Set down each entry from the block beneath, exactly as written.

-- Given data follows --

PR #1183, opened 2022-01-18
Fix syntax error in ./valet

UdaraJay:
The extra " in line 86 breaks the installer and valet commands

FIXES:

```
/usr/local/bin/valet: line 95: unexpected EOF while looking for matching `"'
/usr/local/bin/valet: line 97: syntax error: unexpected end of file
```


UdaraJay:
Hey @driesvints, heads-up on this^

driesvints:
Thanks! Sorry about that

PR #1192, opened 2022-02-06
Multiple/Parallel PHP Version Support for Valet

NasirNobin:
This pull request introduces an optional `--site` flag on the `valet use` command, that allows users to run multiple versions of PHP in parallel on different sites. 

Btw, I build this feature to solve my very own problem. I need to constantly switch between PHP versions, as I need to switch between old and new projects. This is being very handy for me. 

### To isolate a site's PHP version, run: 

```bash
valet use php@8.0 --site=site.test
```

or pass the site directory's name
```bash
valet use php@8.1 --site=site2 
```

or `cd` into the site's directory then use `.` to use current directory:
```bash
valet use php@8.1 --site .
```

### Remove isolation for a site: 
```bash
valet use default --site .
```

<details>
<summary>Here's a video showing this feature up and running</summary>

https://user-images.githubusercontent.com/13833460/152670301-d479a21e-c82c-443e-b732-f46afc67a2a9.mp4
</details>

### Behind the scene:
- Updates the FPM config file `/etc/php/8.0/php-fpm.d/valet-fpm.conf` and updates the listen parameter to something like: `valet80.sock`
- Publishes an Nginx config file on the `~/.config/valet/Nginx` location for that site.
- Updates that specific Nginx config file and replaces the `fastcgi_pass` param with `valet80.sock`

### Few other notes: 
- System default linked PHP will keep running on `valet.sock` as expected. 
- Global PHP switching commands like `valet use php@7.4` would still work as expected. Alongside, it will perform some operations on the isolated site's Nginx config to make sure those isolated sites still work as expected. 
- Running `valet install` or `valet restart` would do a scan on isolated sites to determine what versions of PHP are being used.  So it can restart each version of PHP correctly. 
- SSL-enabled sites could be isolated with the usual command. (or isolated site can obtain SSL, as well)
- Running `valet unsecure` on an isolated site will still keep the isolation and will remove the SSL.

### Future todos: 
- Need to have another command to list all the isolated sites and their PHP versions. (would be handy to have that)
- ~~Ideally, we would need to have a way to remove isolation for a site (valet use default --site .)~~

This modification doesn't seem to break any existing test cases or any existing flows.

I tried to add tests for the new methods that were introduced in this PR.

PR #1198, opened 2022-03-12
[WIP] Multiple/Parallel PHP Version Support for Valet -- Updated

mattstauffer:
I'm building on #1192 and needed to make a PR from a local working branch so I can push code to it. More details soon.


mattstauffer:
@NasirNobin I made some updates to your PR, including moving the isolation into its own command, which you can see here.

I'll likely make a new branch where I attempt to do the symlink change we talked about in the PR, so it doesn't mess this one up.

if you have time and you're interested, please feel free to review this PR, or just wait until I work on the symlink change (which I'm not getting to tonight, I don't think).

cli/Valet/Brew.php
```diff
@@ -15,12 +15,10 @@ class Brew
         'php@7.2',
         'php@7.1',
         'php@7.0',
-        'php@5.6',
         'php73',
         'php72',
         'php71',
         'php70',
-        'php56',
```
driesvints, line 23: This probably requires a new major version release?

mattstauffer: @driesvints Yah.. good call, thank you.

PR #1201, opened 2022-03-13
Update `valet.sock` to be a symlink to an existing `valet{version}.sock` file

mattstauffer:
This PR modifies #1198, which is an update of #1192.

In #1192/#1198, `valet.sock` is always used by the global Valet PHP version, and then Valet sets up `valet80.sock` etc. for versions of PHP that aren't used globally but are used by isolated sites.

-- Given data concluded --

Result for this exercise:
PR #1183, opened 2022-01-18
Fix syntax error in ./valet

UdaraJay:
The extra " in line 86 breaks the installer and valet commands

FIXES:

```
/usr/local/bin/valet: line 95: unexpected EOF while looking for matching `"'
/usr/local/bin/valet: line 97: syntax error: unexpected end of file
```


UdaraJay:
Hey @driesvints, heads-up on this^

driesvints:
Thanks! Sorry about that

PR #1192, opened 2022-02-06
Multiple/Parallel PHP Version Support for Valet

NasirNobin:
This pull request introduces an optional `--site` flag on the `valet use` command, that allows users to run multiple versions of PHP in parallel on different sites. 

Btw, I build this feature to solve my very own problem. I need to constantly switch between PHP versions, as I need to switch between old and new projects. This is being very handy for me. 

### To isolate a site's PHP version, run: 

```bash
valet use php@8.0 --site=site.test
```

or pass the site directory's name
```bash
valet use php@8.1 --site=site2 
```

or `cd` into the site's directory then use `.` to use current directory:
```bash
valet use php@8.1 --site .
```

### Remove isolation for a site: 
```bash
valet use default --site .
```

<details>
<summary>Here's a video showing this feature up and running</summary>

https://user-images.githubusercontent.com/13833460/152670301-d479a21e-c82c-443e-b732-f46afc67a2a9.mp4
</details>

### Behind the scene:
- Updates the FPM config file `/etc/php/8.0/php-fpm.d/valet-fpm.conf` and updates the listen parameter to something like: `valet80.sock`
- Publishes an Nginx config file on the `~/.config/valet/Nginx` location for that site.
- Updates that specific Nginx config file and replaces the `fastcgi_pass` param with `valet80.sock`

### Few other notes: 
- System default linked PHP will keep running on `valet.sock` as expected. 
- Global PHP switching commands like `valet use php@7.4` would still work as expected. Alongside, it will perform some operations on the isolated site's Nginx config to make sure those isolated sites still work as expected. 
- Running `valet install` or `valet restart` would do a scan on isolated sites to determine what versions of PHP are being used.  So it can restart each version of PHP correctly. 
- SSL-enabled sites could be isolated with the usual command. (or isolated site can obtain SSL, as well)
- Running `valet unsecure` on an isolated site will still keep the isolation and will remove the SSL.

### Future todos: 
- Need to have another command to list all the isolated sites and their PHP versions. (would be handy to have that)
- ~~Ideally, we would need to have a way to remove isolation for a site (valet use default --site .)~~

This modification doesn't seem to break any existing test cases or any existing flows.

I tried to add tests for the new methods that were introduced in this PR.

PR #1198, opened 2022-03-12
[WIP] Multiple/Parallel PHP Version Support for Valet -- Updated

mattstauffer:
I'm building on #1192 and needed to make a PR from a local working branch so I can push code to it. More details soon.


mattstauffer:
@NasirNobin I made some updates to your PR, including moving the isolation into its own command, which you can see here.

I'll likely make a new branch where I attempt to do the symlink change we talked about in the PR, so it doesn't mess this one up.

if you have time and you're interested, please feel free to review this PR, or just wait until I work on the symlink change (which I'm not getting to tonight, I don't think).

cli/Valet/Brew.php
```diff
@@ -15,12 +15,10 @@ class Brew
         'php@7.2',
         'php@7.1',
         'php@7.0',
-        'php@5.6',
         'php73',
         'php72',
         'php71',
         'php70',
-        'php56',
```
driesvints, line 23: This probably requires a new major version release?

mattstauffer: @driesvints Yah.. good call, thank you.

PR #1201, opened 2022-03-13
Update `valet.sock` to be a symlink to an existing `valet{version}.sock` file

mattstauffer:
This PR modifies #1198, which is an update of #1192.

In #1192/#1198, `valet.sock` is always used by the global Valet PHP version, and then Valet sets up `valet80.sock` etc. for versions of PHP that aren't used globally but are used by isolated sites.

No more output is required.